Provide a list of length B. Each element is a dict with:

  • “class_id”: Tensor[int64] of shape (N_i,) with class indices in [0, num_classes-1].

  • “box”: Tensor[float32] of shape (N_i, 4) with normalized boxes in (cx, cy, w, h) format, values in [0, 1] relative to the input image size (after any resize/pad).

Important

Boxes must be center-x, center-y, width, height in [0,1]. If your dataset is in pixels and/or xyxy, convert before passing targets.

Returns

Evaluation / Inference (`aux_loss=False`)

  • pred_logits: (B, num_queries, num_classes + 1) - raw class scores; the last channel is “no-object”.

  • pred_boxes: (B, num_queries, 4) - normalized (cx, cy, w, h) in [0,1].

Training / Aux mode (`aux_loss=True`)

  • A list: intermediate decoder outputs followed by the final output. Each element is a tuple: (pred_logits_l, pred_boxes_l) with the same shapes as above.

Loss & Matching

Training uses Hungarian matching between predictions and ground-truth objects with the following costs:

  • Classification (CE) with “no-object” eos_coef (e.g., 0.1).

  • L1 box loss (weight = bbox_loss_coef, default 5.0).
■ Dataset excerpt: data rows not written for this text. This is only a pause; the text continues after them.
PR #5493, opened 2024-02-22
[temporary pull req] Adding additional fields to model interface parent model run django model

forum-hs:
https://humansignal.atlassian.net/browse/DIA-950

_(check all that apply)_
- [ ] Product design
- [x] Backend (Database)
- [ ] Backend (API)
- [ ] Frontend

#### What does this fix?
_(if this is a bug fix)_

_(check only one)_
- [ ] No

_(check all that apply)_
- [ ] e2e
- [ ] integration
- [x] unit


label_studio/ml_models/api.py
```diff
@@ -69,17 +70,49 @@ class ModelInterfaceAPI(viewsets.ModelViewSet):
...
 
         # we need to save these fields for faster access and filters without excess joins
         serializer.validated_data['organization'] = self.request.user.active_organization
         serializer.validated_data['created_by'] = self.request.user
         serializer.save()
+        instance = serializer.instance
+       
+        model_interface = ModelInterface.objects.filter(pk=instance.pk)[0]
+        for id in associated_projects_data:
+            model_interface.associated_projects.add(id)
```
pakelley, line 112: nit: looks like we're missing some spacing here, mind running the formatter? (i.e. blue/ruff)

label_studio/ml_models/api.py
```diff
@@ -69,17 +70,49 @@ class ModelInterfaceAPI(viewsets.ModelViewSet):
...
         serializer.is_valid(raise_exception=True)
 
         # we need to save these fields for faster access and filters without excess joins
         serializer.validated_data['organization'] = self.request.user.active_organization
         serializer.validated_data['created_by'] = self.request.user
         serializer.save()
+        instance = serializer.instance
+       
+        model_interface = ModelInterface.objects.filter(pk=instance.pk)[0]
+        for id in associated_projects_data:
```
pakelley: nit: if this is just a list of ids, mind if we name the var `associated_project_ids`?

label_studio/ml_models/models.py
```diff
@@ -26,6 +35,12 @@ class ModelInterface(models.Model):
         'organizations.Organization', on_delete=models.CASCADE, related_name='model_interfaces', null=True
     )
 
+    input_fields = models.JSONField(default=list, validators=[validate_string_list])
+
+    output_classes = models.JSONField(default=list, validators=[validate_string_list])
+
+    associated_projects = models.ManyToManyField('projects.Project', blank=True)
```
pakelley, line 43: Why is this allowed to be blank? Seems like we end up having to validate it later too, is this some weirdness with many-to-many fields or something?

label_studio/ml_models/models.py
```diff
@@ -26,6 +35,12 @@ class ModelInterface(models.Model):
         'organizations.Organization', on_delete=models.CASCADE, related_name='model_interfaces', null=True
     )
 
+    input_fields = models.JSONField(default=list, validators=[validate_string_list])
```
pakelley, line 39: Do we need a default here? Seems like this should be a required field, and not have a default?

label_studio/ml_models/models.py
```diff
@@ -6,6 +6,15 @@
 from django.utils.translation import gettext_lazy as _
 from ml_model_providers.models import ModelProviderConnection
 from projects.models import Project
+from rest_framework.exceptions import ValidationError
+
+def validate_string_list(value):
```
pakelley, line 12: Mind putting type definitions, and maybe a docstring here? It wasn't obvious what's supposed to be inside `value` to me.

label_studio/ml_models/models.py
```diff
@@ -6,6 +6,15 @@
...
+    if not value:
+        raise ValidationError('list should not be empty')
+    if not isinstance(value, list):
+        raise ValidationError('Value must be a list')
+    if not all(isinstance(item, str) for item in value):
```
pakelley, line 17: If we're validating that `output_classes` and `input_fields` are lists of strings, why do we store them as a `JSONField`? Is this just the closest type we can get to a list of strings?

label_studio/ml_models/serializers.py
```diff
@@ -16,19 +17,103 @@ class CreatedByFromContext:
...
+ 
+    class Meta:
+        model = ModelInterface
+        fields = '__all__'
+        read_only_fields = ['created_by', 'created_at', 'updated_at']
+
+    def check_output_classes(self, project, provided_output_classes):
+        labels, _ = get_all_labels(project.label_config)
+        project_output_classes =  sorted(list(set([label for label_list in labels.values() for label in label_list])))
+        print(project_output_classes)
```
pakelley: nit: let's remove these print statements

label_studio/ml_models/serializers.py
```diff
@@ -16,19 +17,103 @@ class CreatedByFromContext:
...
+        print(provided_output_classes)
+        if project_output_classes != provided_output_classes:
+            raise ValidationError(f'output_classes not compatible with Project (id:{project.pk})')
```
pakelley: Mind adding both the `provided_output_classes` and the `project_output_classes` to the error message here?

label_studio/ml_models/serializers.py
```diff
@@ -16,19 +17,103 @@ class CreatedByFromContext:
...
+    def check_input_fields(self, project, provided_input_fields):
+        parsed_config = project.get_parsed_config()
+        project_input_fields = set()
+        for tag in parsed_config:
+            for input in parsed_config[tag]['inputs']:
+                if input.get('type',None) and input.get('value', None):
+                    project_input_fields.add(input.get('value'))
+        
+        project_input_fields = sorted(list(project_input_fields))
+        print(project_input_fields, provided_input_fields)
```
pakelley: let's remove this print statement too

label_studio/ml_models/serializers.py
```diff
@@ -16,19 +17,103 @@ class CreatedByFromContext:
...
+        if project_input_fields != provided_input_fields:
+            raise ValidationError(f'input_fields do not match inputs in Project (id:{project.pk})')
+        
+    def validate(self, data):        
+        model_obj = getattr(self, 'instance', None)
+        if model_obj:
+            if 'input_fields' in data:
```
pakelley, line 50: `input_fields` and `output_classes` should be required, right? So I figure we can either just get rid of these `if`s, or guard for this case by raising an exception if `input_fields` or `output_classes` are blank.

label_studio/ml_models/serializers.py
```diff
@@ -16,19 +17,103 @@ class CreatedByFromContext:
...
+                provided_input_fields = sorted(data['input_fields'])
```
pakelley, line 51: If we're just sorting these for the equality check, can we just put them in a `set` instead? Imo that makes what we're doing slightly more clear, plus should be a bit faster (not that I expect this to be a bottleneck)

label_studio/ml_models/serializers.py
```diff
@@ -16,19 +17,103 @@ class CreatedByFromContext:
...
+            else:
+                if 'input_fields' in data:
+                    for associated_proj in model_obj_associated_projects:
+                        self.check_input_fields(project=associated_proj, provided_input_fields=provided_input_fields)
+                if 'output_classes' in data:
+                    for associated_proj in model_obj_associated_projects:
+                        self.check_output_classes(project=associated_proj, provided_output_classes=provided_output_classes)
+            return data
+        
+class ModelInterfaceCreateSerializer(ModelInterfaceSerializer):
```
pakelley, line 83: It seems like the main reason for having a separate serializer here is to have a simpler validation function, is that correct?
I want to say we can get by with just using the regular validation on create, but maybe I'm missing something?

label_studio/ml_models/api.py
forum-hs: okay

label_studio/ml_models/api.py
forum-hs: will do

label_studio/ml_models/models.py
forum-hs: it is list of string which is being validated for type, incase the value sent is list of integers we will error out. I can add type as list

label_studio/ml_models/models.py
forum-hs: in django that is how list of string is being stored based what I have read.

label_studio/ml_models/models.py
forum-hs: yes that is what indicates to django that this is of list type.

label_studio/ml_models/models.py
forum-hs: yes, because we cannot add the manytomany field when we are creating the object and it would error out if it were False. That was the issue I faced and hence I added a check to ensure user provides us the project without it we will not build the modelrun object

label_studio/ml_models/serializers.py
forum-hs: yes sorry about that I thought I had deleted all of them

label_studio/ml_models/serializers.py
forum-hs: sure

label_studio/ml_models/serializers.py
forum-hs: yes absolutely sorry about that

label_studio/ml_models/serializers.py
forum-hs: we will need to validate during update as well and that is why we have 2 serializers, since for create all the fields are a must but for update only some of them need to be validated

label_studio/ml_models/api.py
```diff
@@ -268,7 +308,6 @@ def perform_create(self, serializer):
         serializer.validated_data['created_by'] = self.request.user
         serializer.validated_data['triggered_at'] = datetime.utcnow()
         serializer.validated_data['organization'] = self.request.user.active_organization
-        print(serializer.validated_data)
```
forum-hs, line 271: This print wont be present in the lso lse split PR

label_studio/ml_models/api.py
forum-hs: done

label_studio/ml_models/serializers.py
forum-hs: done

  • Generalized IoU loss (weight = giou_loss_coef, default 2.0).

The total DETR loss is the weighted sum over matched pairs; unmatched queries are trained toward “no-object”.

Details

  • Backbone projection: a 1x1 conv maps backbone channels to d_model before flattening.
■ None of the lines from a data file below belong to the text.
PR #5562, opened 2024-03-11
feat: LEAP-818: Add X-Api-Key support

### LINKED ISSUE #3349: Authorization Token collision with Google IAP (Identity-Aware Proxy)
**Is your feature request related to a problem? Please describe.**
When Label Studio is deployed to Google Cloud Run with IAP (https://cloud.google.com/iap) active, I see a 302 redirect when I make an API call:

```
curl -X GET http://[MY_CLOUD_RUN_DOMAIN_NAME]/api/projects/ -H 'Authorization: Token <TOKEN>'
```

This is because Google's https://cloud.google.com/iap asks me to log in with my Google account first before I can hit the Label Studio API. 

I can bypass it by passing in a `GCP_IAAP_AUTH_TOKEN_[STRING]` cookie using Thunder Client or Postman, but I don't know of a way to pass a cookie to the Label Studio SDK (https://github.com/heartexlabs/label-studio-sdk) if I'm hitting Label Studio via another service/application.

Three potential solutions:

1) Turn off Google IAP (this may not be feasible depending on product requirements)

2) Figure out a way to pass the `GCP_IAAP_AUTH_TOKEN_[STRING]` cookie to the Label Studio SDK (somehow??)

3) Fork and make a PR to the Label Studio repo so that it accepts `X-Api_Key` as an alternative to `Authorization: Token`. 

There's a possibility this third solution can be implemented via the third-party `djangorestframework-api-key` library at https://florimondmanca.github.io/djangorestframework-api-key/guide/#custom-header.

In other words, currently this is supported:
```
curl -X GET http://[MY_CLOUD_RUN_DOMAIN_NAME]/api/projects/ -H 'Authorization: Token <TOKEN>'
```
We want to be able to support the following as well:
```
curl -X GET http://[MY_CLOUD_RUN_DOMAIN_NAME]/api/projects/ -H 'X-Api-Key: <TOKEN>'
```

**Describe alternatives you've considered**
See above. This feature request focuses on the third solution. 

**Additional context**
1) Slightly related: GCP_IAAP_AUTH_TOKEN Cookies Without Suffix Ignored 
 https://issuetracker.google.com/issues/215575439?pli=1
 
2) The reason the https://florimondmanca.github.io/djangorestframework-api-key/guide/#custom-header looks like it might be a valid solution:

image

jombooth:
If X-API-Key header is specified with `<token>`, overwrite the `Authorization` header with `Token <token>`.

Resolves https://github.com/HumanSignal/label-studio/issues/3349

  • Positional encoding: sine-cosine 2D encoding with num_pos_feats = d_model // 2; shape (B, d_model, H, W).

  • Queries: learnable embeddings of shape (num_queries, d_model).

  • Decoder outputs: each query yields one class distribution and one box.

  • Auxiliary losses: if enabled, identical heads are applied to intermediate decoder layers (deep supervision).

Methods

DETR.forward(x: Tensor, mask: Tensor | None = None) tuple[Tensor, Tensor] | list[tuple[Tensor, Tensor]]
DETR.predict(x: Tensor, k: int = 100) list[list[DetectionDict]]
DETR.get_loss(x: Tensor, targets: Sequence[dict[str, Tensor]], mask: Tensor | None = None) Tensor

Examples

Forward (inference)

import lucid
from lucid.models import detr_r50

model = detr_r50(pretrained_backbone=True, num_classes=91, num_queries=100, aux_loss=False).eval()
x = lucid.random.randn(1, 3, 800, 800)
logits, boxes = model(x)  # (1, 100, 92), (1, 100, 4)
probs = lucid.softmax(logits, axis=-1)[..., :-1]   # drop no-object
scores = probs.max(axis=-1)                        # (1, 100)

Targets format

# Single image example (B=1) with two objects
target = {
    "class_id": lucid.tensor([5, 17], dtype=lucid.Int64),
    "box": lucid.tensor([[0.52, 0.44, 0.20, 0.25],
                         [0.28, 0.70, 0.15, 0.10]], dtype=lucid.Float32)
}
targets = [target]

Training step (sketch)

model.train()

# Example loss call
loss = model.get_loss(x, targets)

Note

  • No NMS: DETR does not require non-maximum suppression at inference time.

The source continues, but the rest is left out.